▶ [Exercise description]:
Below are the records. List every line holding the word "each".

▶ [Data]:

PR #914, opened 2023-11-19
i18n: Updated missing translations for Ukrainian and Russian languages (uk-UK; ru-Ru)

sergd88:


Tienisto:
Thank you. I have also added your name to [translators.dart](https://github.com/localsend/localsend/blob/main/app/lib/pages/about/translators.dart).

I guess that it is only your first name? In any case, you can update it if you want!

sergd88:
> Thank you. I have also added your name to [translators.dart](https://github.com/localsend/localsend/blob/main/app/lib/pages/about/translators.dart).
> 
> I guess that it is only your first name? In any case, you can update it if you want!

Thank you, I'll now add a last name to make it look more formal 😄

PR #916, opened 2023-11-19
Update Thai language latest

watchakorn-18k:


.gitignore
```diff
@@ -7,4 +7,4 @@
 
 .refena_inspector/
 
-/secrets
+/secrets
```
Tienisto, line 10: If think you removed the line break here.

Tienisto:
Thank you, besides the comment regarding the `.gitignore` file, you can also add your name to [translators.dart](https://github.com/localsend/localsend/blob/main/app/lib/pages/about/translators.dart) if you want to!

.gitignore
watchakorn-18k: > If think you removed the line break here.

Oh, I was going to ignore the flutter folder, but I decided to delete it so I removed it.

PR #919, opened 2023-11-20
i18n: Fix translation for Ukrainian language (uk-UK)

sergd88:
How long have I been using the app, but only today did I notice an inaccuracy in the translation in the most obvious and basic part 🤦‍♂️


Tienisto:
No worries!

Issue #861, opened 2023-11-03
Feature request: Trusted Device


trymeouteh:
### Is your feature request related to a problem? Please describe.

A list for devices that will allow Quick Save

### Describe the solution you'd like

A setting in a favorite device which will allow you to automatically accept file transfers from this device (Quick Save)

### Describe alternatives you've considered

None

sergd88:
Yes, such implementation makes sense, especially considering that now there's an option to add devices to the "Favorites" category. It would be something similar to how it's done in Google's Nearby Share. Though in that case, it relates to displaying the device on the network, whereas in our case, it's about Quick Save.

Then, instead of a toggle switch in the settings, we would have a dropdown list for Quick Save with the following options:

1. Disabled;
2. Enabled only for Favorite devices;
3. Enabled for all.

In combination with a excellent feature request [#860](https://github.com/localsend/localsend/issues/860), the "Favorite" function, in my opinion, would make much more sense, as currently, it seems not very useful.

Issue #250, opened 2023-03-07
[Feature request] Remember connected device.


hugeBlack:
### Is your feature request related to a problem? Please describe.

This app is so useful that I always use it to transfer files across platforms.
However, when I'm at school, devices cannot find each other even when they are in the same network, so I have to type in IP address of my devices every time to transfer files.

### Describe the solution you'd like

Add a "remembered devices" feature so that I can save IP address of all my devices since I seem to have a static nat IP address.
Whenever I want to send files to a device, I can simply choose the device in the remembered devices list without typing address all the time.

Tienisto:
Duplicate of #7

PR #945, opened 2023-11-28
feat: use favorite name in the device list

### LINKED ISSUE #860: Show favorite name instead of alias in the nearby device list

When you have several favorite devices saved, you will not know which device is which.

Please add a text field for favourite devices to label them. For example, if you want to saves your wife's device as a favorite you will set the name/label to "Wife's phone". This will help keep track of each favorite device and to know which one is which.

None

### Additional context

_No response_

Tienisto:
Closes #860

### DIFF
--- a/app/lib/model/state/server/receive_session_state.dart
+++ b/app/lib/model/state/server/receive_session_state.dart
@@ -13,6 +13,10 @@ class ReceiveSessionState with ReceiveSessionStateMappable {
   final String sessionId;
   final SessionStatus status;
   final Device sender;
+
+  // Might not be the same as sender.alias since it can be overridden as a favorite
+  final String senderAlias;
+
   final Map<String, ReceivingFile> files; // file id as key
   final int? startTime;
   final int? endTime;
@@ -24,6 +28,7 @@ class ReceiveSessionState with ReceiveSessionStateMappable {
     required this.sessionId,
     required this.status,
     required this.sender,
+    required this.senderAlias,
     required this.files,
     required this.startTime,
     required this.endTime,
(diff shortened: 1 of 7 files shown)


sergd88:
> Closes #860

Perfectly. Thank you. I would also recommend that you pay attention to [#861](https://github.com/localsend/localsend/issues/861). It sounds quite reasonable and should not pose any difficulties in implementation. Especially since similar topics have been raised many times before, and now with the introduction of Favorites, it is a rather logical development of the feature.

Tienisto:
Hi, unfortunately, there is currently no way to verify the authenticity of the fingerprint (a random string that is used for favorites).
Actually, I have added the "Favorites" feature because of #250 where the discovery is not working properly.

Flutter (the framework to build LocalSend) currently does not allow to retrieve the SSL certificate by the sending device. This is needed to check if the fingerprint (which is the hash of the SSL certificate) is actually valid.

I could implement #861 but anyone with technical expertise can fake the fingerprint (and therefore the device name).

sergd88:
> Hi, unfortunately, there is currently no way to verify the authenticity of the fingerprint (a random string that is used for favorites). Actually, I have added the "Favorites" feature because of #250 where the discovery is not working properly.
> 
> Flutter (the framework to build LocalSend) currently does not allow to retrieve the SSL certificate by the sending device. This is needed to check if the fingerprint (which is the hash of the SSL certificate) is actually valid.
> 
> I could implement #861 but anyone with technical expertise can fake the fingerprint (and therefore the device name).

Clearly. Sincerely grateful for the explanation. I thought something like a MAC address was used to identify the device and it would be possible to just compare the list. Sorry for any inconvenience. Thanks again.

▶ [Solution to this problem]:
However, when I'm at school, devices cannot find each other even when they are in the same network, so I have to type in IP address of my devices every time to transfer files.
Please add a text field for favourite devices to label them. For example, if you want to saves your wife's device as a favorite you will set the name/label to "Wife's phone". This will help keep track of each favorite device and to know which one is which.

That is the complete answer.